Mr. Hawley said he’s offered various suggestions to GOP leaders, like a carve-out for rural hospitals or a separate fund to keep them afloat, that could help earn his support. Mr. Scott supports the rural hospital fund idea, and Mr. Thune said a solution “to help smooth the rural hospital issue” is in the works.

Sen. Jim Justice, West Virginia Republican, is also opposed to the Senate proposal to lower the safe harbor limit and said he’d prefer the House’s approach in freezing provider tax rates.

Yet he wouldn’t go as far as to say he would vote against the legislation if the provision remains unchanged. He suggested he and other Republicans will ultimately have to compromise and accept some policies they don’t love to secure their larger priorities, like sweeping tax cuts.

“You may have to hold your nose on some things that you just absolutely don’t like, because we can’t like everything,” he said.

Mr. Scott wants more Medicaid reforms, specifically an end to the 90% share the federal government must contribute to states that expanded Obamacare. He would give states two years to adjust before the change takes effect.

Other senators are largely pleased with the way the bill is shaping up but are still pushing key tweaks.

Sen. Tommy Tuberville, Alabama Republican, wants further changes to a proposal that would require states to contribute a share of food benefit costs under the Supplemental Nutrition Assistance Program if they have high rates of erroneous payments.

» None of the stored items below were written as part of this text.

PR #1231, opened 2024-04-02
BUG: Fix issue with supervisor not clearing information after worker exit

hainaweiben:
The problem arose in a distributed environment where upon the unexpected or manual exit (such as CTRL-C) of a worker, the supervisor failed to clear corresponding information. This resulted in the subsequent startup of the same model generating IDs with random strings.

### DIFF
--- a/xinference/core/supervisor.py
+++ b/xinference/core/supervisor.py
@@ -870,9 +870,6 @@ class SupervisorActor(xo.StatelessActor):
                             address,
                             dead_models,
                         )
-                        for model_uid in dead_models:
-                            self._model_uid_to_replica_info.pop(model_uid[:-4], None)
-                            self._replica_model_uid_to_worker.pop(model_uid, None)
                         dead_nodes.append(address)
                     elif (
                         status.failure_remaining_count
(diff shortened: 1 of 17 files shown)


xinference/core/supervisor.py
```diff
@@ -870,6 +870,9 @@ async def _check_dead_nodes(self):
                             address,
                             dead_models,
                         )
+                        for model_uid in dead_models:
+                            self._model_uid_to_replica_info.pop(model_uid[:-4], None)
```
ChengjieLi28, line 874: Do not use `model_uid[:-4]` to get `model_uid` from `rep_model_uid`.
Use `parse_replica_model_uid` util to get real `model_uid`.

xinference/core/supervisor.py
```diff
@@ -870,6 +870,9 @@ async def _check_dead_nodes(self):
...
+                            self._replica_model_uid_to_worker.pop(model_uid, None)
```
ChengjieLi28, line 875: Please also consider to remove info in the function `remove_worker`. 
`remove_worker` is the logic of the supervisor when the worker is normally exited by ctrl-c. From there it is possible to remove worker related information directly. 
On the one hand, it forms a double insurance policy with the worker detection logic. 
On the other hand, some users may not turn on worker detection.

xinference/core/supervisor.py
```diff
@@ -979,6 +979,15 @@ async def add_worker(self, worker_address: str):
 
     @log_async(logger=logger)
     async def remove_worker(self, worker_address: str):
+        dead_models = []
```
ChengjieLi28, line 982: What's this `dead_models` used for?

xinference/core/supervisor.py
```diff
@@ -979,6 +979,15 @@ async def add_worker(self, worker_address: str):
...
+        for model_uid in self._replica_model_uid_to_worker:
+            if self._replica_model_uid_to_worker[model_uid].address == worker_address:
+                dead_models.append(model_uid)
+        for replica_model_uid in dead_models:
+            model_uid, _, _ = parse_replica_model_uid(replica_model_uid)
+            self._model_uid_to_replica_info.pop(model_uid, None)
+            self._replica_model_uid_to_worker.pop(replica_model_uid, None)
+
```
ChengjieLi28, line 990: You should do these things also in worker dead detection logic.

ChengjieLi28 (approved):

PR #1242, opened 2024-04-03
TST: Fix tests due to `llama-cpp-python` `v0.2.58`

ChengjieLi28:
See https://github.com/abetlen/llama-cpp-python/issues/1319


qinxuye (approved):
LGTM

PR #1254, opened 2024-04-07
REF: Refactor launch model for Web UI

yiboyasss:


yiboyasss:
The renderings are as follows

截屏2024-04-08 11 38 56

ChengjieLi28 (approved):

PR #1262, opened 2024-04-08
FEAT: Support Qwen MoE model for huggingface and modelscope

xiaodouzi666:


XiaoCC:
The checkpoint you are trying to load has model type `qwen2_moe` but Transformers does not recognize this architecture. This could be because of an issue with the checkpoint, or because your version of Transformers is out of date.

PR #1268, opened 2024-04-09
DOC: update readme

qinxuye:


setup.cfg
```diff
@@ -27,6 +27,7 @@ install_requires =
     xoscar>=0.3.0
     torch
     gradio>=3.39.0
+    typer[all]<0.12.0  # fix typer required by gradio
```
ChengjieLi28, line 30: Also add this to cpu dockerfile.

ChengjieLi28 (approved):

PR #1277, opened 2024-04-10
ENH: support int and str compare for model size

mikeshi80:
Currently, if LLM Spec's `model_size_in_billions` is int, but client send the string, or vice versa, the launch model command will fail.

For example, `model_size_in_billions` in LLM Spec is 32, but the parameter in launch model command is "32", it fails.

This PR makes this judgment smarter, so 32 will equal to "32", or "1.8" will equal to "1_8".


xinference/model/llm/llm_family.py
```diff
@@ -782,6 +785,32 @@ def get_user_defined_llm_families():
...
+def match_model_size(
+    model_size: Union[int, str], spec_model_size: Union[int, str]
+) -> bool:
+    if model_size == spec_model_size:
+        return True
+
+    if isinstance(model_size, str):
+        try:
+            ms = int(model_size)
+            ss = int(spec_model_size)
```
ChengjieLi28, line 797: What if `model_size` is `"1_8"` and `spec_model_size` is `"18"`?
There's a misjudge here.

mikeshi80: ok, fixed it and add some test cases.

xinference/model/llm/llm_family.py
```diff
@@ -782,6 +782,25 @@ def get_user_defined_llm_families():
         return UD_LLM_FAMILIES.copy()
 
 
+def match_model_size(
+    model_size: Union[int, str], spec_model_size: Union[int, str]
```
ChengjieLi28, line 786: Now what if `model_size` is a float value? For example, `model_size` is `1.8` and `spec_model_size` is `1_8`?

mikeshi80: OK, I will add the support. I noticed the type hint is `int` or `Union[int, str]` in many function signatures, I will modify them as well.

mikeshi80: I think only int and string will be passed as parameter of RESTful API endpoint for launch model after I read the source code, the float value will be converted to string by replace the dot to underscore like "1_8", so the function above just supports int and str is sufficient.

The RESTful endpoint for model launch will convert string to int if there is no underscore in it, it will make "1.8" format float string failed, so I added the support for float string with dot as delimiter.

And I found launch model APIs in `restful_api` only support int and string format value, so I added the support for float since to use float value is more intuitive.

ChengjieLi28 (approved):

And Sen. Mike Rounds, South Dakota Republican, is pushing to tighten language letting government-owned spectrum be sold at auction for commercial use. He wants to ensure certain bands of spectrum are set aside solely for Defense Department use and said there’s a provision in the bill “which makes that questionable.”

Mr. Trump warned on Wednesday that any senator who votes against his signature bill will “be finished in politics.”

Mr. Johnson said he’s not worried, noting, “I’d be happy to be done with politics.”